### Task statement
Reproduce the records below word for word.

### Supplied material
* * * * * * *
PR #1361, opened 2017-02-23
T15239

katelk28:
Part of design QA for the FNDE apps. Specifically:
- Library-List preset
- Escola preset

There is another [PR](https://github.com/endlessm/endless-content-factory/pull/579) for the same Phabricator ticket in endless-content-factory for the Portal do Professor article page SCSS/CSS.

https://phabricator.endlessm.com/T15239

### DIFF
--- a/data/css/escola.scss
+++ b/data/css/escola.scss
@@ -8,6 +8,8 @@ $highlight-color: #f5d888  !default;
 
 $background-light-color: #2b2b2c !default;
 $background-dark-color: #141418 !default;
+$background-dark-color-hover: #1e1e22 !default;
+$card-context-color: #b3b3b3 !default;
 
 $title-font: Raleway !default;
 $context-font: Raleway !default;
@@ -20,13 +22,21 @@ $display-font: 'Raleway Black' !default;
   background-image: none;
 }
 
+.DecorationThemeableImage {
+  margin: 0px 30px;
+}
+
+.NavigationSearchBox {
+  font-family: $context-font;
+}
+
 .home-page {
   .landing {
     .background {
       background-image: url($primary-background-image);
       background-repeat: no-repeat;
-      background-size: 100%;
-      min-height: 346px;
+      background-size: cover;
+      min-height: 400px;
     }
 
     .BannerDynamic {
@@ -45,11 +55,13 @@ $display-font: 'Raleway Black' !default;
       color: white;
       font-size: 30px;
       font-family: $title-font;
+      font-weight: 500;
+      margin-top: -0.90em;
     }
   }
 
   .ContentGroupContentGroup {
-    padding: 20px;
+    padding: 40px;
   }
 }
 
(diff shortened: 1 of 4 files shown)


data/css/escola.scss
```diff
@@ -203,3 +254,52 @@ where it needs to be */
...
+    .landing {
+      .background {
+        min-height: 250px;
+      }
+
+      .BannerDynamic {
+        &__logo {
+          min-height: 120px;
+          min-width: 400px;
+          font-size: 60px;
```
tchx84: `font-size` doesn't really affect the size of the DynamicLogo,the size you see is only the result of the min-height and min-width you use there.

data/css/escola.scss
```diff
@@ -191,10 +237,15 @@ where it needs to be */
...
-      color: #b3b3b3;
+      color: $card-context-color;
     }
     &__thumbnail {
-      background-color: $base-color;
+      background-color: $background-dark-color;
+    }
+    &.width-d.height-b &__contentFrame,
+    &.width-e.height-b &__contentFrame,
+    &.width-e.height-c &__contentFrame {
```
tchx84: Watch out with the `&` here! `&` means "everything that comes higher in the selector hierarchy", so what you get from:

```
 &.width-e.height-c &__contentFrame {
``` 

is actually:

```
.ArrangementGrid .CardThumb.width-e.height-c .ArrangementGrid .CardThumb__contentFrame {
      padding: 20px;
}
```

Notice the `.ArrangementGrid` in the middle, therefore this selector won't work.

data/css/escola.scss
```diff
@@ -122,16 +132,38 @@ $display-font: 'Raleway Black' !default;
...
+    font-size: 1.25em;
+    color: white;
+    padding: 0em 1.25em 0em 1.25em;
+    font-style: normal;
+  }
+  &__subtitle {
+    margin-top: 1.0em;
+    padding: 0;
+  }
+}
```
tchx84: I think there is something off in composite mode with the no results page:

virtualbox_endlessos_23_02_2017_16_21_56

data/css/escola.scss
```diff
@@ -203,3 +254,52 @@ where it needs to be */
...
+  .set-page,
+  .search-page {
+    .ContentGroupContentGroup,
+    .BannerSearch {
+      &__title {
+        font-size: 30px;
+      }
+    }
+  }
+}
```
tchx84: Just asking here, but was there any plans to improve the look of the search box popup?

virtualbox_endlessos_23_02_2017_16_19_42

data/css/escola.scss
katelk28: You're right -- am fixing the visuals a bit.

xjuan: virtualbox_endless dev_28_02_2017_14_18_40

Looks good now!

xjuan:
CR PAss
* * * * * * *
### Answer to this task
PR #1361, opened 2017-02-23
T15239

katelk28:
Part of design QA for the FNDE apps. Specifically:
- Library-List preset
- Escola preset

There is another [PR](https://github.com/endlessm/endless-content-factory/pull/579) for the same Phabricator ticket in endless-content-factory for the Portal do Professor article page SCSS/CSS.

https://phabricator.endlessm.com/T15239

### DIFF
--- a/data/css/escola.scss
+++ b/data/css/escola.scss
@@ -8,6 +8,8 @@ $highlight-color: #f5d888  !default;
 
 $background-light-color: #2b2b2c !default;
 $background-dark-color: #141418 !default;
+$background-dark-color-hover: #1e1e22 !default;
+$card-context-color: #b3b3b3 !default;
 
 $title-font: Raleway !default;
 $context-font: Raleway !default;
@@ -20,13 +22,21 @@ $display-font: 'Raleway Black' !default;
   background-image: none;
 }
 
+.DecorationThemeableImage {
+  margin: 0px 30px;
+}
+
+.NavigationSearchBox {
+  font-family: $context-font;
+}
+
 .home-page {
   .landing {
     .background {
       background-image: url($primary-background-image);
       background-repeat: no-repeat;
-      background-size: 100%;
-      min-height: 346px;
+      background-size: cover;
+      min-height: 400px;
     }
 
     .BannerDynamic {
@@ -45,11 +55,13 @@ $display-font: 'Raleway Black' !default;
       color: white;
       font-size: 30px;
       font-family: $title-font;
+      font-weight: 500;
+      margin-top: -0.90em;
     }
   }
 
   .ContentGroupContentGroup {
-    padding: 20px;
+    padding: 40px;
   }
 }
 
(diff shortened: 1 of 4 files shown)


data/css/escola.scss
```diff
@@ -203,3 +254,52 @@ where it needs to be */
...
+    .landing {
+      .background {
+        min-height: 250px;
+      }
+
+      .BannerDynamic {
+        &__logo {
+          min-height: 120px;
+          min-width: 400px;
+          font-size: 60px;
```
tchx84: `font-size` doesn't really affect the size of the DynamicLogo,the size you see is only the result of the min-height and min-width you use there.

data/css/escola.scss
```diff
@@ -191,10 +237,15 @@ where it needs to be */
...
-      color: #b3b3b3;
+      color: $card-context-color;
     }
     &__thumbnail {
-      background-color: $base-color;
+      background-color: $background-dark-color;
+    }
+    &.width-d.height-b &__contentFrame,
+    &.width-e.height-b &__contentFrame,
+    &.width-e.height-c &__contentFrame {
```
tchx84: Watch out with the `&` here! `&` means "everything that comes higher in the selector hierarchy", so what you get from:

```
 &.width-e.height-c &__contentFrame {
``` 

is actually:

```
.ArrangementGrid .CardThumb.width-e.height-c .ArrangementGrid .CardThumb__contentFrame {
      padding: 20px;
}
```

Notice the `.ArrangementGrid` in the middle, therefore this selector won't work.

data/css/escola.scss
```diff
@@ -122,16 +132,38 @@ $display-font: 'Raleway Black' !default;
...
+    font-size: 1.25em;
+    color: white;
+    padding: 0em 1.25em 0em 1.25em;
+    font-style: normal;
+  }
+  &__subtitle {
+    margin-top: 1.0em;
+    padding: 0;
+  }
+}
```
tchx84: I think there is something off in composite mode with the no results page:

virtualbox_endlessos_23_02_2017_16_21_56

data/css/escola.scss
```diff
@@ -203,3 +254,52 @@ where it needs to be */
...
+  .set-page,
+  .search-page {
+    .ContentGroupContentGroup,
+    .BannerSearch {
+      &__title {
+        font-size: 30px;
+      }
+    }
+  }
+}
```
tchx84: Just asking here, but was there any plans to improve the look of the search box popup?

virtualbox_endlessos_23_02_2017_16_19_42

data/css/escola.scss
katelk28: You're right -- am fixing the visuals a bit.

xjuan: virtualbox_endless dev_28_02_2017_14_18_40

Looks good now!

xjuan:
CR PAss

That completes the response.